Unlike some firms, Miltenberg doesn’t handle criminal complaints, focusing instead on cases at the university level.
In some instances, the firm gets involved early on, preparing those accused of sexual misconduct for a university Title IX investigation and accompanying them to appearances before school disciplinary panels. Other times, it enters the fray after a school has made a ruling, suing in federal court in an effort to reverse the finding, expunge a client’s record, and, in some cases, get the accused back into school.
The idea that the process has shifted against the accused is a view that has gained support in high places.

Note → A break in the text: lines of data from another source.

PR #620, opened 2019-08-19
fix opds search breadcrumb

### LINKED ISSUE #616: OPDS search, simplify breadcrumbs
At each level (section) of a feed we are likely to find a search link. In Feedbooks and for most other providers, this is always a "general" search (its context is not the section in which the search URL is found). 

The results lists are currently presented in Thorium with breadcrumbs like "Catalogs/<feed&gt;/Best Sellers/<term searched&gt;"  as if the search was contextual.

Please remove the context, so that breadcrumbs are "Catalogs/<feed&gt;/<term searched&gt;".

Scarsniik:
fix #616


danielweck:
Tested, seems to work fine. Thanks Leo! :)

PR #633, opened 2019-08-20
remove redundant description

### LINKED ISSUE #586: Library view / bookshelf, cover images: not alt="" role="presentation" (or some other text description, like title? ... maybe redundant with other labels though)

Scarsniik:
Fixes #586

### DIFF
--- a/src/resources/locales/en.json
+++ b/src/resources/locales/en.json
@@ -1,13 +1,13 @@
 {
     "accessibility": {
-        "closeDialog": "Close",
         "bookMenu": "Menu",
+        "closeDialog": "Close",
         "homeMenu": "Reading view menu",
         "importFile": "Import a publication",
-        "searchBook": "Search by title",
-        "skipLink": "Skip to content",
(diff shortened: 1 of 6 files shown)


src/resources/locales/en.json
```diff
@@ -1,6 +1,7 @@
 {
     "accessibility": {
         "closeDialog": "Close",
+        "bookMenu": "Menu",
```
danielweck: Could you please run the command `npm run i18n-sort` followed by `npm run i18n-typed` so that the locale JSON is in "canonical" form (i.e. all language translations sorted by key alphabetical order, same indentation + trailing line break, etc.)
PS: you only need `npm run i18n-scan` if you need to check that the `i18next` keys used in the source code are all present in the JSONs, and that there are no superfluous / unused keys.
You only need `npm run i18n-check` if you need to compare the "primary" english locale with the "secondary" ones (missing keys are automatically added with an empty string value, redundant keys are removed).

Scarsniik: It's fixed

Secretary of Education Betsy DeVos on Thursday announced a rollback of government guidelines regarding Title IX assault claims, saying the Obama administration’s directive resulted in colleges denying due process to people facing sexual misconduct allegations.
Earlier last week, the Foundation for Individual Rights in Education — a group that has spoken out against the Title IX guidelines — released a report detailing what it believes to be a widespread failure on the part of schools to provide students accused of disciplinary violations with basic procedural protections.
In analyzing the disciplinary procedures at more than 50 top-tier colleges and universities, including several in New England, the organization contended that nearly three-quarters of the schools fail to guarantee students a presumption of innocence — and that fewer than half require school fact-finders to be impartial.
“A lot of people don’t realize just how quickly and with how little process that a school can completely disrupt a student’s educational and career prospects,” says Samantha Harris, vice president of policy research for the foundation.
To plenty of others, however, the idea that those accused of sexual assault are being somehow railroaded is foolish.
If the 2011 guidelines did anything, says Colby Bruno, senior legal counsel for the Boston-based Victim Rights Law Center, they merely leveled a playing field historically slanted in favor of sexual assault perpetrators. While it might be true, Bruno adds, that more young men are being disciplined for sexual misconduct, the reason is that, for the first time, schools are holding offenders responsible.
“The misconception is that these cases somehow started to become unfair to the accused,” she says. “But where were these people 25 years ago when the victims [were] so unfairly treated and so placed in the position of being in a hostile environment because of the complaint they made?”
What’s more, says Patty McNamara, staff attorney at the Boston Area Rape Crisis Center, the campus disciplinary process provides an alternative to what can be a lengthy and grueling criminal proceeding.
“Lots of survivors would choose not to pursue a criminal justice system response, because they don’t want the perpetrator to go to jail,” she says. “What they want is for the perpetrator to leave them alone.”
For his part, Miltenberg makes no effort to downplay the polarizing nature of his work. “How can you defend a rapist?’’ is a question with which he’s grown very familiar.
But as the father of two daughters, as well as a son, he considers himself uniquely positioned to approach the issue objectively.
He’s quick to point out that his firm is discerning in the cases it takes. He says he must believe in a client’s innocence and feel a school has made significant procedural errors or that its system is muddled or unfair; all told, he says, the firm accepts less than a third of the cases it gets inquiries about.
Even so, there’s been no lack of clients.
Miltenberg says the decision to open an office in Boston was prompted by the array of inquiries that routinely come from the college-dense region.
“There just hasn’t been a let-up since we’ve started,” says Marybeth Sydor, a Title IX consultant with Nesenoff & Miltenberg who left her job at a small liberal arts college last year to join the firm full time.